Small business capital formation
Small and medium enterprises (SMEs) play a significant economic role in Alberta.
SMEs have a number of potential funding sources, including personal funds, trade credit, bank or credit union loans, and government grants. Another potential funding source is the selling of ‘securities’ such as shares, bonds or other interest in the business, or part of its assets or revenues, to investors. Securities law provides the regulatory framework in which the sale of these securities can occur, in a manner designed to protect investors but still foster a fair and efficient capital market.
Securities laws apply to an “issuer” i.e., a person or company, however organized, that is selling its debt, equity or some other “security.” The definition of “security” is broad and includes various types of investments. Securities law imposes an obligation on the issuer of a security to prepare, file and deliver to investors a comprehensive disclosure document called a prospectus that is intended to provide investors with sufficient information to make an informed investment decision. However, in many cases, issuers can comply with the terms of exemptions from the prospectus requirement to raise money.
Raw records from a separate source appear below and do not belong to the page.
Issue #33, opened 2020-05-20
Implement partition for coarsening


holke:
If the appropriate flag is set in forest partitioning, families should not get seperated by process boundaries, thus ensuring that coarsening one level is a process local operation.

This needs changing the first and last elements on a process such that only whole families land on a single process after the partition operation.

lukasdreyer:
@holke 
Do you have an idea how to compute the new offsets after computing the standard offsets, without sending the elements first?
All my ideas boil down to essentially this (with different possibilities on how to do the adjustements): 

Do the computation of the standard offsets, send the elements, then adjust the number of elements on a process slightly (considering edgecases like empty ranks), compute new offsets and finally send some elements again according to these new offsets.

holke:
Basically you only need to ensure that the first element of each process has child Id 0.
This should be computable without communication.

PR #772, opened 2023-09-26
Feature Partition For Coarsening

Niklas997:

Implemented the "Partition For Coarsening" feature. This feature is controlled by a flag during the function call of `t8_forest_set_partition(...)`. Previously, the value of the flag was ignored.

During a "default" set_partition-call (with the flag `set_for_coarsening = 0`), the partition is chosen, such that each rank will hold the same amount of elements (+/-1). However, element-families are not taken into account and may end up on different ranks due to this strict load-balancing. This prevents the family from being coarsened (since the family is not passed as a whole to the adapt-callback). If the flag is set to "true" (`set_for_coarsening = 1`), the default partition-boundaries are adjusted such that no family is ripped apart. In order to achieve this, each partition-boundary is shifted by at most `+/- (#Number_of_Siblings / 2)`  elements resulting in a maximum load imbalance of `#Number_of_Siblings + 1` between different ranks.

An example has been implemented displaying the effect of this partitioning feature in comparison to the "default" partitioning scheme. Tests for this core-utlility will be supplied as a follow-up PR if this one will be accepted.

#### General

#### Tests

#### Github action

#### Scripts and Wiki

#### Licence

### DIFF
--- a/example/forest/Makefile.am
+++ b/example/forest/Makefile.am
@@ -6,9 +6,11 @@ bin_PROGRAMS += \
 	example/forest/t8_face_neighbor \
 	example/forest/t8_test_ghost \
 	example/forest/t8_test_face_iterate \
-	example/forest/t8_test_ghost_large_level_diff
+	example/forest/t8_test_ghost_large_level_diff \
+	example/forest/t8_forest_partition_for_coarsening
 
 example_forest_t8_face_neighbor_SOURCES = example/forest/t8_face_neighbor.cxx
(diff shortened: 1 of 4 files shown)


lukasdreyer:
Maybe test this with meshes with holes

lukasdreyer:
closes #33

jmark:
@Niklas997 @lukasdreyer 
What is the current status of this PR? Any new ideas or is it feature-complete and polished now? Who will do the final review?

PR #803, opened 2023-10-25
Test for element ref coords

### LINKED ISSUE #777: Write a test for t8_forest_element_centroid

sandro-elsweijer:
Adds a test for the element ref coord computation and fixes several bugs. Closes #777 
Reimplements the new centroid computation, which was removed due to a bug.

#### General

#### Tests

#### Github action

#### Scripts and Wiki

#### Licence


sandro-elsweijer:
This is ready for review, but #805 applies

test/t8_schemes/t8_gtest_element_ref_coords.cxx
```diff
@@ -0,0 +1,184 @@
...
+  buffer.setf (std::ios::fixed);
+  buffer << message;
+  for (int i_dim = 0; i_dim < dim; ++i_dim) {
+    buffer << " " << array[i_dim];
+  }
+  t8_debugf ("%s\n", buffer.str ().c_str ());
+}
+
+/* To save an iterate, we will test the ref coords and centroid right in the adapt callback itself. 
+ * Refines as long as the MAXLEVEL is not reached. */
```
Davknapp, line 95: I think this optimization is a little bit to much. If we ever encounter a bug in the ref_coords computation again it will make debugging more complicated. The purpose of the tests are not to run the most optimal way, but to ensure all functionalities of t8code and to make our lifes easier, when we hunt for bugs. 
Seperating adaptation and testing will make it easier.

src/t8_element.c
```diff
@@ -55,10 +55,10 @@ const double
         { 1, 1, 1 } },
       { /* T8_ECLASS_PRISM */
         { 0, 0, 0 },
```
Davknapp, line 57: This look-up-table is undocumented. Please add documentation

src/t8_element.c
```diff
@@ -74,7 +74,7 @@ const double t8_element_centroid_ref_coords[T8_ECLASS_COUNT][3] = {
   { 2. / 3., 1. / 3., 0 },   /* T8_ECLASS_TRIANGLE */
   { 0.5, 0.5, 0.5 },         /* T8_ECLASS_HEX */
   { 0.75, 0.25, 0.5 },       /* T8_ECLASS_TET */
```
Davknapp, line 76: This look-up-table is undocumented. Please add documentation

src/t8_schemes/t8_default/t8_default_prism/t8_dprism_bits.c
```diff
@@ -538,7 +538,7 @@ t8_dprism_vertex_coords (const t8_dprism_t *elem, const int vertex, int coords[3
   T8_ASSERT (elem->line.level == elem->tri.level);
   /*Compute x and y coordinate */
   t8_dtri_compute_coords (&elem->tri, vertex % 3, coords);
-  /*Compute z coordinatecoords[0] *= T8_DPRISM_ROOT_BY_DTRI_ROOT; */
+  /*Compute z coordinate coords[0] *= T8_DPRISM_ROOT_BY_DTRI_ROOT; */
```
Davknapp, line 541:
```suggestion
  /* Compute z coordinate coords[0] *= T8_DPRISM_ROOT_BY_DTRI_ROOT; */
```

test/t8_schemes/t8_gtest_element_ref_coords.cxx
```diff
@@ -0,0 +1,184 @@
...
+  const int elem_dim = t8_eclass_to_dimension[shape];
+  t8_get_batch_coords_for_element_type (shape, batch_coords);
+  t8_debugf ("Testing for shape %s\n", t8_eclass_to_string[shape]);
+  t8_debugf ("with num_vertices %i\n", num_vertices);
+  t8_debugf ("and elem_dim %i\n", elem_dim);
+
+  ts->t8_element_reference_coords (elements[0], batch_coords, num_vertices, tree_ref_coords_by_element_ref_coords);
+  for (int i_vertex = 0; i_vertex < num_vertices; ++i_vertex) {
+    ts->t8_element_vertex_reference_coords (elements[0], i_vertex, tree_ref_coords_by_vertex);
+    t8_debugf ("Checking vertex %i\n", i_vertex);
```
Davknapp, line 126: Can you add this message via `<<` to the `EXPECT_NEAR`. That way this is printed only for failing tests.

Davknapp (changes requested):
Thanks for the test!

test/t8_schemes/t8_gtest_element_ref_coords.cxx
sandro-elsweijer: Yes, but since the adapt callback just returns 1, there will be no bugs in the adaptation itself. I see no advantage in using an adapt callback which just returns 1 and another iterate, which would itself add more complexity.

test/t8_schemes/t8_gtest_element_ref_coords.cxx
sandro-elsweijer: I could, but the messages print all coordinates and the `EXPECT_NEAR` only checks one dimension at a time. If we append the message, and multiple coords fail, the same message gets printed multiple times. Moreover, the logs of passing tests is not included in the overall log file, so it should not overcrowd the log files

src/t8_element.c
sandro-elsweijer: done

src/t8_element.c
sandro-elsweijer: done

test/t8_schemes/t8_gtest_element_ref_coords.cxx
Davknapp: We  just don't know the error that will make it crash yet. 
It easiert to debug a function that does only one thing, than a function that does two things. 
What kind of complexity do you mean? The runtime complexity, or the ccomplexity to understand the code?

test/t8_schemes/t8_gtest_element_ref_coords.cxx
Davknapp: Yes, you're right.

Davknapp (changes requested):
Thanks for the update, but please seperate the testing from the adaptation-callback.

test/t8_schemes/t8_gtest_element_ref_coords.cxx
Davknapp: If your adaptation returns 1, you actually compute a uniform forest on each level. For that purpose it is better to use t8_forest_new_uniform (as you don't have any data that is passed from the original to the refined forest).

sandro-elsweijer: Changed that :)

test/t8_schemes/t8_gtest_element_ref_coords.cxx
```diff
@@ -0,0 +1,189 @@
...
+  t8_eclass_t eclass;
+  t8_cmesh_t cmesh;
+  t8_forest_t forest, forest_partition;
+};
+
+TEST_P (class_ref_coords, t8_check_elem_ref_coords)
+{
+  t8_locidx_t itree, ielement;
+  /* Generate a uniform forest for each level up to MAXLEVEL and partition it */
+  for (int level = 0; level <= MAXLEVEL; ++level) {
```
Davknapp, line 167: From 0 to MaxLevel is actually a big range. How much time does the test need?

Can you add level as a parameter to the testsuite? Then you can move the construction of the forest also into the constructor of the class.

Davknapp (changes requested):
Please use the level as a parameter for the testsuite. That way you can also move more code into the constructor of the class.

test/t8_schemes/t8_gtest_element_ref_coords.cxx
Davknapp: Ah, you can ignore my comment. I thaught this was the maximal allowed level for that element. Can you rename it to something like `MAX_LEVEL_REF_COORD_TEST`

sandro-elsweijer: Done

Davknapp: That was ambiguous. I still think making the level a parameter of the testsuite is a good idea ;)

Sorry for not being clear about it.

sandro-elsweijer: Done

test/t8_schemes/t8_gtest_element_ref_coords.cxx
```diff
@@ -34,11 +34,41 @@ along with t8code; if not, write to the Free Software Foundation, Inc.,
...
 #if T8_ENABLE_LESS_TESTS
-#define MAXLEVEL 4
+#define MAX_LEVEL_REF_COORD_TEST 3
 #else
-#define MAXLEVEL 5
+#define MAX_LEVEL_REF_COORD_TEST 4
 #endif
 
+/**
+ * Writes a the contents of an array into a string.
```
Davknapp, line 43:
```suggestion
 * Writes the contents of an array into a string.
```

Davknapp (approved):

PR #831, opened 2023-11-09
Enforce c++ 17

lukasdreyer:
Enforce C++17

Uses https://www.gnu.org/software/autoconf-archive/ax_cxx_compile_stdcxx.html

Also limits the number of processes for the make check command in the github actions workflow to 8, because leaving it unlimited lead to weird racing conditions during compiling in the docker container. This could not be replicated when manually trying to repeat the build process in the docker container.

#### General

#### Tests

#### Github action

#### Scripts and Wiki

#### Licence

### DIFF
--- a/.github/workflows/tests_t8code_linkage_parallel_debug.yml
+++ b/.github/workflows/tests_t8code_linkage_parallel_debug.yml
@@ -30,6 +30,8 @@ name: t8code tests linkage parallel debug
 #       in the "key:" entries of the sc and p4est steps or set the variables
 #       SC_IGNORE_CACHE and P4EST_IGNORE_CACHE to 1 in the respective steps.
 
+env:
+  MAKEFLAGS: "-j2 V=0"
 
 on:
   push:
@@ -110,7 +112,7 @@ jobs:
       run: cd $SC_DEBUG && ../configure --enable-mpi --enable-debug --prefix=$PWD/install
       if: ${{ steps.sc_cache.outputs.cache-hit != 'true' || env.SC_IGNORE_CACHE == 1 }}
     - name: sc build debug
-      run: cd $SC_DEBUG && make -j V=0 && make -j V=0 install
+      run: cd $SC_DEBUG && make $MAKEFLAGS && make $MAKEFLAGS install
       if: ${{ steps.sc_cache.outputs.cache-hit != 'true' || env.SC_IGNORE_CACHE == 1 }}
 #
 # P4EST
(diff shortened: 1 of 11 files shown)


config/t8_include.m4
```diff
@@ -50,8 +50,9 @@ AC_DEFUN([T8_CHECK_LIBRARIES],
 T8_CHECK_NETCDF([$1])
 T8_CHECK_VTK([$1])
 T8_CHECK_OCC([$1])
-T8_CHECK_CPPSTD([$1])
+T8_CHECK_CPPSTDLIB([$1])
 ])
+AC_DEFUN([T8_CHECK_CPPSTD],[AX_CXX_COMPILE_STDCXX([17],[ext],[mandatory])])
```
lukasdreyer, line 55: I am not sure, if we really want ext here

jmark: I also wouldn't allow for `ext` feature set. Please set to `noext` and see if it the test passes.

.github/workflows/tests_t8code_linkage_parallel_debug.yml
```diff
@@ -192,7 +192,7 @@ jobs:
     - name: make install
       run: cd build_netcdf && make install -j
     - name: make check
-      run: cd build_netcdf && make check -j V=0 CFLAGS="$CFLAGS_var -Werror" CXXFLAGS="$CXXFLAGS_var -Werror"
+      run: cd build_netcdf && make check -j8 V=0 CFLAGS="$CFLAGS_var -Werror" CXXFLAGS="$CXXFLAGS_var -Werror"
```
jmark, line 195: Instead of hard-coding the number of jobs in each make call I suggest to set the environment variable `MAKEFLAGS` globally for all workflows.
```
  env:
    MAKEFLAGS: "-j2"
```

There are multiple hacky ways to get the number of avaible cores:
https://github.com/SimenB/github-actions-cpu-cores
https://github.com/orgs/community/discussions/25057


But it seems that only two virtual cores are available anyway. So restriciting to two jobs should be the optimum. See this for more info: https://docs.github.com/de/actions/using-github-hosted-runners/about-github-hosted-runners/about-github-hosted-runners#supported-runners-and-hardware-resources

jmark: You can set `env` variables at the top level of a runner file:
https://snyk.io/de/blog/how-to-use-github-actions-environment-variables/

jmark (changes requested):

jmark (approved):

PR #871, opened 2023-11-29
Enhance cmesh testing

Davknapp:
This is a draft PR to discuss further needed changes of this new feature. 

This branch provides a way to iterate over all of our cmeshes using googletest functionality. 
It basically consists of two classes. 
- The base class `cmesh_creator`, a class to create cmeshes of similar type (for example all cmeshes that only need a communicator). It also holds the cmesh. 
- The class `cmesh_generator`,  iterates over all cmesh_creators and all of the parameter-sets usable by each cmesh_creator. Overloads the `+`and `<` to be usable by testing::Range(start, end, step)` of the GoogleTestSuite. 

I implemented two examples of a `cmesh_creator`, one for cmesh-examples that only get a communicator and one for examples that get a communicator and a number of trees. 

Goal of this feature is to provide a way to test cmeshes, that is easily extendable by new testcases. 
In the current setup one would either:
a) Add the new cmesh function to one of the existing cmesh_creators or
b) Implement a new 'cmesh_creator' and add it to the 'cmesh_generator'

As soon as this PR is merged, we would also be able to provide a MAKRO to iterate over all cmeshes and a customized assertion to check the equality of two cmeshes. 

I will be happy about your opinion on this new feature!

#### General

#### Tests

#### Github action

#### Scripts and Wiki

#### Licence


test/t8_cmesh/t8_gtest_cmesh_copy.cxx
```diff
@@ -25,19 +25,19 @@
...
+class cmesh_copy_equality: public testing::TestWithParam<cmesh_generator> {
  protected:
   void
   SetUp () override
   {
-    cmesh_id = GetParam ();
-
-    cmesh_original = t8_test_create_cmesh (cmesh_id);
+    cmesh_gen = GetParam ();
+    cmesh_gen.create_cmesh ();
```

Issuers that file a prospectus or otherwise become a “reporting issuer” are subject to various ongoing or continuous disclosure obligations. Because ongoing information is made available to prospective investors, secondary trading of the securities of reporting issuers is generally permitted.
Securities laws also impose a registration requirement (essentially a licensing regime) on any person or company that is (or holds themselves out as being) “in the business” of trading or advising in respect of securities or derivatives. Some examples of parties that would be subject to this registration requirement include stock brokers/securities dealers, mutual fund salespersons, portfolio managers and crowdfunding portals. The registration requirement also applies to the manager of an investment fund. In addition, “marketplaces” that facilitate the secondary trading of securities or derivatives are subject to various securities regulatory requirements.
Securities law includes prohibitions against certain behaviour in connection with the trading of securities, for example, fraud, misleading statements, market manipulation, unfair practices and insider trading.
Crowdfunding
Crowdfunding is where individuals or businesses can raise small amounts of money from a large number of people, typically through the internet and often through social media. The objective is to raise enough money to carry out a specific project, or in some cases, raise money for a particular cause or effort such as disaster relief. There are different types of crowdfunding, such as by donation, pre-selling of products and securities crowdfunding.
Crowdfunding campaigns sometimes result in the issuance of "securities" like loan agreements, promissory notes, shares and units in exchange for investing. These transactions must all comply with securities laws. It's not just the securities that must comply either - if someone has been helping the person or company find investors, they may also be subject to securities laws and may need to be registered.
While many campaigns are legal and beneficial, they can still have significant adverse effects on investors. Even if the crowdfunding deal is structured appropriately, it's incredibly important to determine your goals and risk tolerance before getting involved, since crowdfunding has an inherent risk like any other investment.
Economic Development Blanket Order
The ASC adopted Blanket Order 45-520 to facilitate access to capital for cooperatives and corporations that qualify as community economic development corporations (CEDCs) in Alberta. The blanket order offers CEDCs a limited exception to the financial statement requirements of the OM exemption. The blanket order is designed to advance the CEDC program by reducing costly financial reporting obligations for small, community businesses, facilitating their access to capital while providing investor protection.